**** Information given ****

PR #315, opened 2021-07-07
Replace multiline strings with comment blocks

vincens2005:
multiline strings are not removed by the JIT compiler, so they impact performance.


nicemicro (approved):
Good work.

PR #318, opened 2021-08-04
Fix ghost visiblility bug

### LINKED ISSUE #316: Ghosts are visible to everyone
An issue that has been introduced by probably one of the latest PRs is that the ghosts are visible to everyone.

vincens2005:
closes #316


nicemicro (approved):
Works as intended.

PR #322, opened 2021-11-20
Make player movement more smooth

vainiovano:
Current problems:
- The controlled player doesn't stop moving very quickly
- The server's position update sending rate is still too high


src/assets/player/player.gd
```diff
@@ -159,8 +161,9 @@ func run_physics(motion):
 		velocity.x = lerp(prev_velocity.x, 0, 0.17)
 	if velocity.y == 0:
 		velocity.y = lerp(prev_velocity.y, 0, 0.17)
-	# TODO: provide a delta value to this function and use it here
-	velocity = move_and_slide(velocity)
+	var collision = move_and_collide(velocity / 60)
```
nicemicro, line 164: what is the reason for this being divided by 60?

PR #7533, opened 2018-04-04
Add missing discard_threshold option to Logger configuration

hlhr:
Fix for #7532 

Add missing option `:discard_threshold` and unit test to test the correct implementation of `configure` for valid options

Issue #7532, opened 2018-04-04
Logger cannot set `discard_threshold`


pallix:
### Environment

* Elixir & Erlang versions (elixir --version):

****
**** Information given ****

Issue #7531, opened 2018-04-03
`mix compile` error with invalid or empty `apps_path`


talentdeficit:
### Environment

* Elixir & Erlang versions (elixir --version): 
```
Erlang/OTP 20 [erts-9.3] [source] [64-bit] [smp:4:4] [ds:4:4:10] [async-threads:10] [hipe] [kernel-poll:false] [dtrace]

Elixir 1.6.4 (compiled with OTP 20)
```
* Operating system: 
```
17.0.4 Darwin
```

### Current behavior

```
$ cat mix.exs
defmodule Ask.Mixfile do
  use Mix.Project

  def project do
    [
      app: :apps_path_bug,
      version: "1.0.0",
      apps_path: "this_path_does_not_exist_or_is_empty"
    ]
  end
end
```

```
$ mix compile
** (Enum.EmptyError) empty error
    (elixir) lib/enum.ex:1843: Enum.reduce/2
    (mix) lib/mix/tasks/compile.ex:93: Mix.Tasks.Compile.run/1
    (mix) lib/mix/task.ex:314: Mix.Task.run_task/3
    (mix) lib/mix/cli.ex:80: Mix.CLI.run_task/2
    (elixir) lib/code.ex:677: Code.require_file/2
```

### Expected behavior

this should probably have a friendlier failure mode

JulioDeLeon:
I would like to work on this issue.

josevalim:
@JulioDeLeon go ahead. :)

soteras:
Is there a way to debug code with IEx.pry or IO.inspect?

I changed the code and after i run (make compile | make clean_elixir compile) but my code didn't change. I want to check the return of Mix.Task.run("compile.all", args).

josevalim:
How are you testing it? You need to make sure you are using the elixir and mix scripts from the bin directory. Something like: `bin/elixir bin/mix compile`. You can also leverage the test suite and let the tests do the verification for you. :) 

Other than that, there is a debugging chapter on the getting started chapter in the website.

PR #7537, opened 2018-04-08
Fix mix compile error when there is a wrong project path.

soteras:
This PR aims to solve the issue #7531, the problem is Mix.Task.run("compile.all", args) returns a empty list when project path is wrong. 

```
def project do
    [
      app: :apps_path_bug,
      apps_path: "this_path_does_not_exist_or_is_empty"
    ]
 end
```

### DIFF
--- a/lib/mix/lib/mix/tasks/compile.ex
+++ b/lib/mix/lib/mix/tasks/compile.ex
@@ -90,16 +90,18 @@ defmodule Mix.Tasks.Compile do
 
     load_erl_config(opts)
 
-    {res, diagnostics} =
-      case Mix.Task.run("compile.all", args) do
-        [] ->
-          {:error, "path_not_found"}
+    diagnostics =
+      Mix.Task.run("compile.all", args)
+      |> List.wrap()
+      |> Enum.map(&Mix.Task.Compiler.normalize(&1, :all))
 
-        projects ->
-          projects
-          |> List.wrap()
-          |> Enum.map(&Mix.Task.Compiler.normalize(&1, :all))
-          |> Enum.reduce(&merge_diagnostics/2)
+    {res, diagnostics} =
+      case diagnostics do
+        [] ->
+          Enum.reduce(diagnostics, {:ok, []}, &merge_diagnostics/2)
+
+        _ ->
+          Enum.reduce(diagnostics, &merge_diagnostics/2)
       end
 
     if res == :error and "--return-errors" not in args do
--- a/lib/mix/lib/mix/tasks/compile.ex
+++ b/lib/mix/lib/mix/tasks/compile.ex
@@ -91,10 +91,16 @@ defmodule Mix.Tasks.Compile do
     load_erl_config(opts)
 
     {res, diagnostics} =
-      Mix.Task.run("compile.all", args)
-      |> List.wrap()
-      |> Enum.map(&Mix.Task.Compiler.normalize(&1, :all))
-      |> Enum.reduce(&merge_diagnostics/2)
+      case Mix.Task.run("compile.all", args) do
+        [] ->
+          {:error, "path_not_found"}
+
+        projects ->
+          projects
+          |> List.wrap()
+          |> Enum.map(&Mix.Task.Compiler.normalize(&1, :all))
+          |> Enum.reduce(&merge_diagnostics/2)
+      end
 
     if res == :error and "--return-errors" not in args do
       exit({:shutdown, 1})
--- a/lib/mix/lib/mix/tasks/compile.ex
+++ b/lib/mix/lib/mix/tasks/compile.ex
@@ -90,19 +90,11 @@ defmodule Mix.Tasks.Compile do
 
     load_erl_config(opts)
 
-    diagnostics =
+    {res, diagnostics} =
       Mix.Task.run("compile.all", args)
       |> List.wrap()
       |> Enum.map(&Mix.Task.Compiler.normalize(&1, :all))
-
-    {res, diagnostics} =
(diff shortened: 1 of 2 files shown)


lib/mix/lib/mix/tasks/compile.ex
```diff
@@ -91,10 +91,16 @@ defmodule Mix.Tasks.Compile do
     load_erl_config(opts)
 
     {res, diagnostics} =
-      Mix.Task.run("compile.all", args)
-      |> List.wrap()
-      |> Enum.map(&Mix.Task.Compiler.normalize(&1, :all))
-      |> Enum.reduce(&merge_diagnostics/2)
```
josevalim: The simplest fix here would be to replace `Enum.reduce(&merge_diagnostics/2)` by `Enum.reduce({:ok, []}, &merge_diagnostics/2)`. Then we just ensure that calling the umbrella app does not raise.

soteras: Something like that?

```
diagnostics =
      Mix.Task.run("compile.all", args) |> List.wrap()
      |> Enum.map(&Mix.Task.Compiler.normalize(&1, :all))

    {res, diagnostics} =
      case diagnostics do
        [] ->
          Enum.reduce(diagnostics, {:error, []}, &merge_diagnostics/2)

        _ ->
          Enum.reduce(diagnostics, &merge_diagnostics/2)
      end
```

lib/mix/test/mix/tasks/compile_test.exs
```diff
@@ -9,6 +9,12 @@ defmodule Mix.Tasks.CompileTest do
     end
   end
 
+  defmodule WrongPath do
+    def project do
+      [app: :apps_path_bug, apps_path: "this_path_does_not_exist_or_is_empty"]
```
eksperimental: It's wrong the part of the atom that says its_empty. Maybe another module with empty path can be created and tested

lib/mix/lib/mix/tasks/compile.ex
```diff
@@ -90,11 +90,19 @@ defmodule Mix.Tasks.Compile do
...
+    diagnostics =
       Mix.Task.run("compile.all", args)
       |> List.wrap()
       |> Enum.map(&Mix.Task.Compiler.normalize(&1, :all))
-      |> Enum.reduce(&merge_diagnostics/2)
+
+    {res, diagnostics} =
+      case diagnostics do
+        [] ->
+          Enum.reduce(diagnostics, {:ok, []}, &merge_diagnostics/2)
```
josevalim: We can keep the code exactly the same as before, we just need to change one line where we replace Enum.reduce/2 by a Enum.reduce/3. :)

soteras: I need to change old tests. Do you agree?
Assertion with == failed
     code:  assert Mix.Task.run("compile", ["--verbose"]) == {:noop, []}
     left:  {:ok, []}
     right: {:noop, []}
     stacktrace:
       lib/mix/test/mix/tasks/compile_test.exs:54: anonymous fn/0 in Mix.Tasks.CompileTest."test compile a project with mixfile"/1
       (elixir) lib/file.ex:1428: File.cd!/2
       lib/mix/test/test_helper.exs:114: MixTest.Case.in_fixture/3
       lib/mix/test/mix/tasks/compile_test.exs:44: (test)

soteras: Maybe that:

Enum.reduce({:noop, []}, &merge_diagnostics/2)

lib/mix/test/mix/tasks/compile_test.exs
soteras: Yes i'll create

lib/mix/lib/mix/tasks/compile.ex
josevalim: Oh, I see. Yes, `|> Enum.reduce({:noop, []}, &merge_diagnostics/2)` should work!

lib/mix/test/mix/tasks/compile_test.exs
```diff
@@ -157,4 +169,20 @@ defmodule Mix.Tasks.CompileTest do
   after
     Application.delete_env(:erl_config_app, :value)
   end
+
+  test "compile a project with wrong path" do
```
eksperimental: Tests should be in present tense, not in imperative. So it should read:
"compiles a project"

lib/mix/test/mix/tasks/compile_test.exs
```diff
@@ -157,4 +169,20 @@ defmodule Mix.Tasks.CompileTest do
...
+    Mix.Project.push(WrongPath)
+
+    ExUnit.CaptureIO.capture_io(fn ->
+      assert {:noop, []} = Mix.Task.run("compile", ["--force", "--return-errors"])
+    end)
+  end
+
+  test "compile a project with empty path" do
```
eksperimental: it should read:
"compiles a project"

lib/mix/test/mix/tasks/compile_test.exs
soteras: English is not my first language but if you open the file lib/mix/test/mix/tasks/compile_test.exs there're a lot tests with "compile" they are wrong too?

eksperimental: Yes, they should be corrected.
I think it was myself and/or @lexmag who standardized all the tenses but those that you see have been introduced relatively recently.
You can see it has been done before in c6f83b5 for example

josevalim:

****

What the exercise asks
If a line in the data holds the string "like", copy that line.

Task solution
I would like to work on this issue.
How are you testing it? You need to make sure you are using the elixir and mix scripts from the bin directory. Something like: `bin/elixir bin/mix compile`. You can also leverage the test suite and let the tests do the verification for you. :) 
soteras: Something like that?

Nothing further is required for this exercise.